3. A method of annotating an image as recited in Claim 1, wherein hashing the plurality of visual features comprises a vector quantization process in which the visual features are transformed into a binary string.

4. A method of annotating an image as recited in Claim 1, wherein the images with the same hash code are grouped into clusters.

5. A method of annotating an image as recited in Claim 1, wherein the one or more statistical language models is a unigram model.

6. A method of annotating an image as recited in Claim 1, wherein the one or more statistical language models is a bigram model.

7. A method of annotating an image as recited in Claim 1, wherein the image is a personal image, and the image is annotated by selecting words with a maximum joint probability between the image and the clustered images.

8. A method of annotating an image as recited in Claim 1, wherein the image is a web image, and the image is annotated by a two step probabilistic modeling technique.

9. A method of annotating an image as recited in Claim 1, further comprising extracting visual information from the plurality of images by using a gray block methodology.

10. A method of annotating an image as recited in Claim 9, wherein the gray block methodology comprises:

partitioning the image into equal size blocks, measuring an average luminescence for each block, and representing the image as a vector.

11. A method of annotating an image as recited in Claim 9, further comprising reducing the visual information of the plurality of images by employing a projection matrix.

12. A computer readable storage medium comprising computer executable instructions that when executed by a processor perform the method of one of Claims 1-11.

13. A data structure embodied on a computer readable media to represent an item in an item catalog, the data structure comprising: a digital image (202); and a textual annotation corresponding to the digital image (204), the textual annotation being associated with the digital image by: compiling visual features and textual information from a plurality of images (104, 504); hashing the plurality of visual features, and clustering the plurality of images based on the hash value (108, 306, 308); building one or more statistical language models based on the clustered images (110, 112); and annotating the image using one or more of the statistical language models (122).

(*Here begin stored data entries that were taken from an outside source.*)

Issue #898, opened 2025-11-20
Ensure images and interactives are accessible


siwelwerd:
I believe currently very few of our images have descriptions which will produce alt text, which is necessary to make our books screen reader accessible.  We should make sure every image has a `<shortdescription>`, and probably most of them would benefit from a `<description>` as well.  See [Subsection 4.40.3: Advice for Writing Image Descriptions](https://pretextbook.org/doc/guide/html/topic-accessibility.html#subsec-img-desc-advice) for a longer explanation.

Note that `<shortdescription>`s should be limited to 125 characters and must be plain text.  A `<description>` could use things like `<m>` tags.

Edit: All `<interactive>`s should have a `<description>` as well.  I updated the Style guide to indicate Doenet as the preferred interactive tool (as pending [a bug fix](https://github.com/Doenet/DoenetML/issues/731) they should be keyboard-navigable), or if a 3D interactive is required a Sageplot with a detailed `<description>`.

siwelwerd:
@StevenClontz Does Doenet have any accessibility features at all?  I can't find anything on their website describing how a visusally impaired user might interact with them.  Compared to say https://www.desmos.com/accessibility .

siwelwerd:
Okay, precalculus should be done pending all of the above PRs being merged.

Looks like Calculus has 107 images (compared to 352 for Precal!), so that may go quicker.

siwelwerd:
The merge of #922 completes this.

PR #906, opened 2026-01-12
Image descriptions for Linear Algebra

siwelwerd:
Adding in image descriptions for all of the images in the Linear Algebra book.  Addresses #898 .


siwelwerd:
Thanks for the careful review.  Adding in `<p>` tags seemed to fix things.

PR #911, opened 2026-01-15
Convert Precalculus images to Prefigure

siwelwerd:
Addresses #898 .  This converts the appendix that is the library of graphs into all Prefigure.  This should give templates for converting all of the other graphs in both Precalculus and Calculus.

### DIFF
--- a/requirements.txt
+++ b/requirements.txt
@@ -1,4 +1,5 @@
 pretext[prefigure] == 2.36.0
+prefig >= 0.5.6
 CodeChat-Server == 0.2.25
 pelican == 4.11.0
 markdown == 3.7.0
--- a/source/calculus/source/03-AD/07.ptx
+++ b/source/calculus/source/03-AD/07.ptx
@@ -275,7 +275,7 @@ Note that some of the graphs below are definitely hard... might want to tell thi
                 </task>
                 <task><m>f(x)=\frac{x^2-4}{x^2-9}</m>
                 <answer>
-                Note that there is a horizontal asymptote at <m>y=1</m>.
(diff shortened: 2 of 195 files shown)


siwelwerd:
Ah okay, I think we get the keyboard controls whenever we use `<annotation>`s.  Which should probably be always. But in the `<sidebyside>` it seems to only put them once at the bottom.

siwelwerd:
Hmmm, now it is complaining about `ln` (but succeeding?)

```
error: Unknown function in evaluation: ln
error: Unsafe function definition: ln(x)/ln(2)
error: Error in definition: Unsafe function definition: ln(x)/ln(2)
error: Error retrieving function in graph: Unrecognized name: f
```

[PreFigure documentation](https://prefigure.org/docs/sec-math.html#subsec-math-4) 
 say `ln` is okay

source/precalculus/source/meta/prefigure/graph-logarithm.xml
```diff
@@ -0,0 +1,16 @@
+<diagram dimensions="(300,300)" margins="5" xmlns="https://prefigure.org">
+  <definition>f(x)=ln(x)/ln(2)</definition>
```
siwelwerd:
```suggestion
  <definition>f(x)=log(x)/log(2)</definition>
```

siwelwerd:
It was indeed related.  We were defaulting to an older version of PreFigure, but with the newer PreTeXt that was assuming a newer version of PreFigure.

I feel like the pretext CLI dependency should be telling us what version of prefig to run instead of specifying it manually though (as I did in the last commit to make it work).

PR #914, opened 2026-01-16
Precalculus EQ accessibility

siwelwerd:
Added `<description>`s to all of the number lines (as I am not sure refactoring them into PreFigure adds anything more than the text description).  There were two non-number line images in this chapter (both in EQ3), but they seemed good candidates for interactives so I made those in Doenet.   Addresses #898

### DIFF
--- a/requirements.txt
+++ b/requirements.txt
@@ -1,4 +1,4 @@
-pretext == 2.24.0
+pretext == 2.36.0
 CodeChat-Server == 0.2.25
 pelican == 4.11.0
 markdown == 3.7.0


jkostiuk:
@siwelwerd I'm reviewing the interactives but have a question: in the files-edited section, I can see that there are "descriptions" for the interactives. Where should I see these in the activity book if at all? 

For instance, does Activity 1.3.1 look right to you? I think the activity book is not rendering your description, but I wanted to check with you first about what is "supposed" to be shown.

PR #925, opened 2026-02-10
Update readme

siwelwerd:
There are a few stale things in the Readme that need updating.


README.md
siwelwerd:
```suggestion
```

I believe this is not necessary if using the devcontainer through Docker

siwelwerd:
```suggestion
```

I don't think this is needed for any user not named Steven, so we should remove it from here (and document elsewhere, like in the Wiki, if needed)

jkostiuk (approved):

PR #455, opened 2026-01-31
fix(seed): surface CROSS_REFERENCE errors in retry feedback loop

pvliesdonk:
## Problem

SEED retry loop silently dropped `CROSS_REFERENCE` validation errors, causing two persistent failure modes that never self-corrected across 6 retry attempts:

- Default answer placed in "unexplored" instead of "explored" (check 11d)
- Paths missing a beat with `effect="commits"` (check 13)

Root cause: three compounding gaps in the error feedback pipeline.

## Changes

- **`format_semantic_errors_as_content()`** (mutations.py) — added `CROSS_REFERENCE` category handling so outer retry feedback includes "bucket misplacement" errors with their already-descriptive issue text
- **`_format_section_corrections()`** (serialize.py) — added `CROSS_REFERENCE` branch that produces "MOVE TO EXPLORED" instructions instead of falling through to the SEMANTIC handler which misleadingly says "X is INVALID, use Y"
- **Beat retry** (serialize.py) — formats beat-specific errors via `_format_section_corrections()` and appends them to the per-path prompt, so the LLM receives feedback about missing commits beats instead of re-running the identical prompt

## Not Included / Future PRs

- Prompt-level improvements to `serialize_seed.yaml` (already has strong commits instructions)
- Valid IDs context explanation for `(default)` label meaning

## Test Plan

- `uv run mypy src/questfoundry/graph/mutations.py src/questfoundry/agents/serialize.py` — passes
- `uv run ruff check` — passes
- `uv run pytest tests/unit/test_mutations.py -x -q` — 153 passed
- `uv run pytest tests/unit/test_serialize*.py -x -q` — 52 passed
- Pre-commit hooks pass

## Risk / Rollback

Low risk — changes only affect error feedback strings sent to the LLM during retry. No schema changes, no graph mutations, no new dependencies. Safe to revert by reverting this single commit.

### DIFF
--- a/src/questfoundry/agents/serialize.py
+++ b/src/questfoundry/agents/serialize.py
@@ -1060,7 +1060,7 @@ def _format_section_corrections(errors: list[SeedValidationError]) -> str:
 
         # Handle CROSS_REFERENCE errors (bucket misplacement, answer not in explored)
         if category == SeedErrorCategory.CROSS_REFERENCE:
-            cross_ref_items.append(f"- MOVE TO EXPLORED: {error.issue}")
+            cross_ref_items.append(f"- MOVE '{error.provided}' TO EXPLORED. Reason: {error.issue}")
             continue
 
         # Handle COMPLETENESS errors (missing decisions)
--- a/src/questfoundry/agents/serialize.py
+++ b/src/questfoundry/agents/serialize.py
@@ -1053,8 +1053,15 @@ def _format_section_corrections(errors: list[SeedValidationError]) -> str:
     corrections: list[str] = []
     missing_items: list[str] = []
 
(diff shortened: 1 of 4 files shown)


pvliesdonk:
Addressed review feedback in abec630:

- **Gemini**: Adopted suggestion to include `error.provided` in CROSS_REFERENCE corrections for more explicit `MOVE 'X' TO EXPLORED. Reason: ...` format.
- **Codecov**: Added 4 new tests covering CROSS_REFERENCE handling in both `format_semantic_errors_as_content()` and `_format_section_corrections()`, including a negative test verifying CROSS_REFERENCE errors don't produce misleading "is INVALID" substitutions.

14. A data structure embodied on a computer readable media to represent an item in an item catalog as recited in Claim 13, wherein the plurality of images are gathered by crawling one or more large-scale image databases.

15. A data structure embodied on a computer readable media to represent an item in an item catalog as recited in Claim 13, further comprising extracting visual information from the plurality of images by using a gray block methodology.